Other than the deep tropics, where you are relative to the longest/shortest day is very useful information for farming. That's how the whole thing got started.

The lunar cycle is very obvious, but unfortunately is a poor match with the solar year, and it is the solar year that determines the timing of the seasons. The schemes to coordinate the two are, to put it politely, clunky. Case in point: the date of Easter. In fact, Eastern Orthodox Easter, Roman Easter, and Passover should, in theory, all be the same weekend. They all, after all, mark events that purportedly happened on a single weekend. In reality, they very rarely all 3 fall on the same weekend.

My fave arrangement would be 12 30-day months of five 6-day weeks. There would be five undated holidays scattered throughout the year, with an extra holiday on leap years. I'd switch to a 6 day week because 7 does not evenly divide 30, but 6 does, so that annual events would always occur on the same day of the week each year.

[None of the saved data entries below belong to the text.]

PR #784, opened 2019-11-11
gas utility evm

jyouyj:


quarkchain/core.py
```diff
@@ -1115,6 +1115,7 @@ class CrossShardTransactionDeposit(Serializable):
         ("gas_token_id", uint64),
         ("transfer_token_id", uint64),
         ("gas_remained", uint256),
+        ("refund_rate", uint256),
```
ninjaahhh: I think we don't need it if we can just convert the gas price

quarkchain/evm/messages.py
```diff
@@ -277,7 +286,7 @@ def apply_transaction_message(
     return success, output
 
 
-def apply_xshard_deposit(state, deposit, gas_used_start):
+def apply_xshard_deposit(state, deposit, gas_used_start, refund_rate):
```
ninjaahhh: same, can get rid of it

quarkchain/core.py
ninjaahhh: a second thought: converting gas price doesn't seem enough because we need the refund rate to determine how much should be sent to the miner and how much should be burned

cc @qizhou

quarkchain/evm/messages.py
```diff
@@ -351,7 +361,31 @@ def apply_transaction(state, tx: transactions.Transaction, tx_wrapper_hash):
         state.get_balance(tx.sender, token_id=tx.gas_token_id)
         >= tx.startgas * tx.gasprice
     )
-    state.delta_token_balance(tx.sender, tx.gas_token_id, -tx.startgas * tx.gasprice)
+    original_gas_token_id = tx.gas_token_id
+    refund_rate = 100
+    if tx.gas_token_id != state.genesis_token_id:
```
ninjaahhh: I don't think the code will work here, because only `ShardState` has `genesis_token_id`. can you add some unit tests?

quarkchain/evm/messages.py
```diff
@@ -351,7 +361,31 @@ def apply_transaction(state, tx: transactions.Transaction, tx_wrapper_hash):
...
+        refund_rate, gasprice = state.get_gas_utility_info(
```
ninjaahhh: `gasprice` can be easily confused with `tx.gasprice`. how about naming it as `converted_genesis_token_gas_price`?

PR #785, opened 2019-11-12
Support using trie for storing native token balances

### LINKED ISSUE #782: Support representing native tokens in trie
as we launch the auction for non-reserved native tokens, we may encounter a greater number of native tokens, which means the current storage scheme as a serialized dict is not enough

ninjaahhh:
resolves #782 

more tests to come

### DIFF
--- a/quarkchain/evm/state.py
+++ b/quarkchain/evm/state.py
@@ -111,7 +111,7 @@ class TokenBalances:
                 self.token_root = data[1:]
                 self.token_trie = SecureTrie(Trie(db, data[1:]))
             else:
-                raise Exception("Unknown enum byte in token_balances")
+                raise ValueError("Unknown enum byte in token_balances")
 
     def commit(self):
         self._committed = True
@@ -129,9 +129,9 @@ class TokenBalances:
                 self.token_trie.update(k, rlp.encode(bal))
             else:
                 self.token_trie.delete(k)
-                keys_to_del.append(k)
-        for k in keys_to_del:
-            del self._balances[k]
+                keys_to_del.append(token_id)
+        for token_id in keys_to_del:
+            del self._balances[token_id]
 
         self.token_root = self.token_trie.root_hash
 
@@ -146,13 +146,11 @@ class TokenBalances:
         # Serialize in-memory balance representation as an array
         if len(self._balances) == 0:
             return b""
-        ret = b"\x00"
         # Don't serialize 0 balance
         ls = [TokenBalancePair(k, v) for k, v in self._balances.items() if v > 0]
         # Sort by token id to make token balances serialization deterministic
         ls.sort(key=lambda b: b.token_id)
-        ret += rlp.encode(ls)
-        return ret
+        return b"\x00" + rlp.encode(ls)
 
     def balance(self, token_id):
         if token_id in self._balances:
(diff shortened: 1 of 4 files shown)


quarkchain/evm/state.py
```diff
@@ -604,15 +667,9 @@ def reset_storage(self, address):
...
 
     # Creates a snapshot from a state
-    def to_snapshot(self, root_only=False, no_prevblocks=False):
-        snapshot = {}
-        if root_only:
-            # Smaller snapshot format that only includes the state root
-            # (requires original DB to re-initialize)
-            snapshot["state_root"] = "0x" + encode_hex(self.trie.root_hash)
-        else:
-            # "Full" snapshot
```
ninjaahhh: "Full" snapshot is never being used in our code

quarkchain/evm/state.py
```diff
@@ -637,27 +694,7 @@ def to_snapshot(self, root_only=False, no_prevblocks=False):
     @classmethod
     def from_snapshot(cls, snapshot_data, env, executing_on_head=False):
         state = State(env=env)
-        if "alloc" in snapshot_data:
```
ninjaahhh: again, never used

ninjaahhh:
after introducing token trie, determining whether an account is empty becomes more difficult so I updated several call sites of checking whether the account is empty

quarkchain/evm/state.py
```diff
@@ -92,49 +92,120 @@ class TokenBalancePair(rlp.Serializable):
...
+    def set_balance(self, journal, token_id, value):
+        preval = self.balance(token_id)
+        self._balances[token_id] = value
+        journal.append(lambda: self._balances.__setitem__(token_id, preval))
+        if self._committed:
+            self._committed = False
+            journal.append(lambda: setattr(self, "_committed", True))
+
+    def is_blank(self):
+        return not self.token_trie and self._balances == {}
```
qizhou: We probably need _non_zero_entries == 0 to make sure zero balance, a further comment may be needed to explain if token_trie is not NULL_TRIE_HASH.

quarkchain/evm/state.py
```diff
@@ -92,49 +92,120 @@ class TokenBalancePair(rlp.Serializable):
...
+                    self._balances[p.token_id] = p.balance
+            elif enum == b"\x01":
+                self.token_root = data[1:]
+                self.token_trie = SecureTrie(Trie(db, data[1:]))
             else:
-                raise Exception("Unknown enum byte in token_balances")
+                raise ValueError("Unknown enum byte in token_balances")
+
+    def commit(self):
+        self._committed = True
```
qizhou: Similar to storage trie, I think we could remove _commit field here and clear _balances since _balances may never be used after commit

quarkchain/evm/state.py
```diff
@@ -92,49 +92,120 @@ class TokenBalancePair(rlp.Serializable):
...
+                self.token_trie.delete(k)
+                keys_to_del.append(token_id)
+        for token_id in keys_to_del:
+            del self._balances[token_id]
+
+        self.token_root = self.token_trie.root_hash
 
     def serialize(self):
-        if len(self.balances) == 0:
+        if not self._committed:
```
qizhou: Following the previous comment, I think we could check the commit status by checking
- token_trie is None or
- token_trie is not None and _balances = {}

quarkchain/evm/state.py
ninjaahhh: done

quarkchain/evm/state.py
ninjaahhh: updated. should check

1. token trie is None **and has less than 16 entries in balance cache**
2. token trie is not None and balance cache is {}

quarkchain/evm/state.py
ninjaahhh: makes sense. updated.

PR #787, opened 2019-11-14
Add deploy_system_contract function

hanyunx:

PR #788, opened 2019-11-14
deploy gas utility system contract

jyouyj:


quarkchain/evm/specials.py
```diff
@@ -281,6 +284,31 @@ def proc_deploy_root_chain_staking_contract(ext, msg):
     return create_contract(ext, new_msg, target_addr)
 
 
+def proc_deploy_multi_native_gas_utility_contract(ext, msg):
```
ninjaahhh: should use #787 once it's finished

PR #792, opened 2019-11-18
interact with gas utility system contract

jyouyj:


quarkchain/constants.py
```diff
@@ -39,6 +39,12 @@
 """.strip()
 )
 
+GENERAL_NATIVE_TOKEN_CONTRACT_BYTECODE = bytes.fromhex(
```
ninjaahhh: TODO: this is outdated, will update

PR #397, opened 2020-09-29
GITPB-723 VWO redirection

jebw:
### Context

We will be using VWO to handle redirecting traffic from the original site to the Private Beta site

1. Add the VWO smartcode - note this is an extended version that suggested which runs Analytics scripts only after VWO has completed
2. Updated all the analytics to only fire after VWO has completed and decided its not redirecting away

### DIFF
--- a/spec/javascript/controllers/analytics_spec_helper.js
+++ b/spec/javascript/controllers/analytics_spec_helper.js
@@ -102,47 +102,55 @@ export default class {
   }
 
   static describeWhenEventFires(name, controller, serviceFunctionName, cookieCategory) {
-    describe("when cookie:accepted event first", () => {
+    describe("when cookies have not yet been accepted", () => {
       beforeEach(() => {
         delete window.willRedirectionOccurByVWO ;
         Cookies.remove(CookiePreferences.cookieName)
         this.initApp(name, controller, "1234") ;
       })
 
-      describe("VWO has completed", () => {
+      describe("than VWO completes", () => {
         beforeEach(() => { window.willRedirectionOccurByVWO = false }) ;
 
-        it("Should not register the service", () => {
-          expect(typeof(window[serviceFunctionName])).toBe("undefined") ;
-        }) ;
-
-        it("Should register service when Cookie event is emitted", () => {
-          (new CookiePreferences).setCategory(cookieCategory, true) ;
-          expect(typeof(window[serviceFunctionName])).toBe("function") ;
-        }) ;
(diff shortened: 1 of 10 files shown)


spec/javascript/controllers/analytics_spec_helper.js
```diff
@@ -15,53 +15,135 @@ export default class {
...
+        })
+      }) ;
     })
   }
 
   static describeWhenEventFires(name, controller, serviceFunctionName, cookieCategory) {
-    beforeEach(() => { Cookies.remove(CookiePreferences.cookieName) })
-
-    describe("without cookie set yet", () => {
+    describe("when cookie:accepted event first", () => {
```
ethax-ross, line 105: I had to do a double take on this, I think it would be clearer as:

> when cookies have not yet been accepted

Also found specs on line 131 and 139 a little hard to follow, could we do anything to make the intention more explicit in the spec names, for example instead of:

> VWO then completes and emits event

something like:

> registers the service only after cookies are accepted and VWO completes

and:

> VWO then completes but is navigating away

could be:

> does not register the service if cookies are accepted and VWO redirects

spec/javascript/controllers/analytics_spec_helper.js
```diff
@@ -15,53 +15,135 @@ export default class {
...
-        expect(typeof(window[serviceFunctionName])).toBe("function") ;
+        it("Should register service when Cookie event is emitted", () => {
+          (new CookiePreferences).setCategory(cookieCategory, true) ;
+          expect(typeof(window[serviceFunctionName])).toBe("function") ;
+        }) ;
       }) ;
-    }) ;
+
+      describe("VWO has not yet completed", () => {
+        it("Should not register the service", () => {
```
ethax-ross, line 126: > Should not register the service when cookie event is emitted

ethax-ross (commented):
Looks good, just a couple of comments around some of the specs I found hard to follow

spec/javascript/controllers/analytics_spec_helper.js
jebw: Good call - this was me worrying more about figuring out the sequence last night and not paying enough attention to naming

spec/javascript/controllers/analytics_spec_helper.js
jebw: :eyes:

ethax-ross (dismissed):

Even better would be to move the earth closer to the sun so that a year takes exactly 360 days. Then calendars would be really easy. The earth would also be hotter since it would be closer to the sun. Every great idea has a few drawbacks. :)

As long as I am moving planets around, might as well move the moon a little farther out, so that a lunar orbit takes exactly 30 days too. Then there would be a simple relationship between a solar year and a lunar month.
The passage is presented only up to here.